Была еще более прозаическая проблема: самый идеальный орган чувств мало чем помогал, если его нацеливать в пустоту. Улавливать звук шагов следовало тогда, когда кто-то шел, и смотреть, когда было что видеть. Короткие периоды обострения органов чувств ничего не давали, если человеку не повезло и он выбрал не тот ритм, в котором перемещался преступник или убийца.
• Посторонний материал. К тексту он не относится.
PR #1270, opened 2024-01-19
Hotfixes for fuzz bots

slundqui:
- Develop mode now ignores any existing account.env files and always explicitly uses accounts and budgets defined in runner scripts.
- Fixed a bug where agent wallet bookkeeping wasn't getting updated when we refund fuzz bots

### DIFF
--- a/lib/agent0/agent0/accounts_config.py
+++ b/lib/agent0/agent0/accounts_config.py
@@ -89,25 +89,31 @@ def initialize_accounts(
     if env_file is None:
         env_file = "account.env"
 
-    if not os.path.exists(env_file):
+    # If we're in develop mode, we don't use the env file at all
+    if develop:
+        account_key_config = build_account_key_config_from_agent_config(agent_config, random_seed)
+    # If we're not in develop mode and the env file doesn't exist
+    # we create the env file keeping track of keys and budgets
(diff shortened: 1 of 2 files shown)


lib/agent0/agent0/accounts_config.py
```diff
@@ -89,25 +89,31 @@ def initialize_accounts(
...
-                "Run the following command to fund the accounts, then rerun this script."
-            )
-            # Different commands depending on if default env file is used
-            command_str = "python lib/agent0/bin/fund_agents_from_user_key.py -u <user_private_key>"
-            if env_file != "account.env":
-                command_str += f" -f {env_file}"
-            print(command_str)
-            # Clean exit
-            sys.exit(0)
+        print(
```
dpaiton, line 104: can you make this a logging.info?

dpaiton (approved):
thanks for looking so closely at this stuff!

lib/agent0/agent0/accounts_config.py
slundqui: This print is explicitly a helper command when running bots in e.g., trading competition, which details the next steps needed for funding bots. Hence, I'd like this to always print out regardless of parameters for logging.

На сей раз Дебрену повезло. Вероятно, потому, что ставкой не была его жизнь. Кто бы и что бы ни делал внутри ветряка, он наверняка пришел не для того, чтобы прикончить рыцаря Кипанчо и его благостно храпящего спутника.
Некоторое время Дебрен слышал невнятное бормотание спящего ребенка. Потом уши заполнила невесомая, нематериальная вата, и он долго не мог отделаться от ощущения, что оглох. Еще одна неприятная сторона метода. Кому понравится идти по жизни, сознавая, что ты по-настоящему глух, слеп и вообще крупно обездолен. А такими выводами заканчивался каждый сеанс.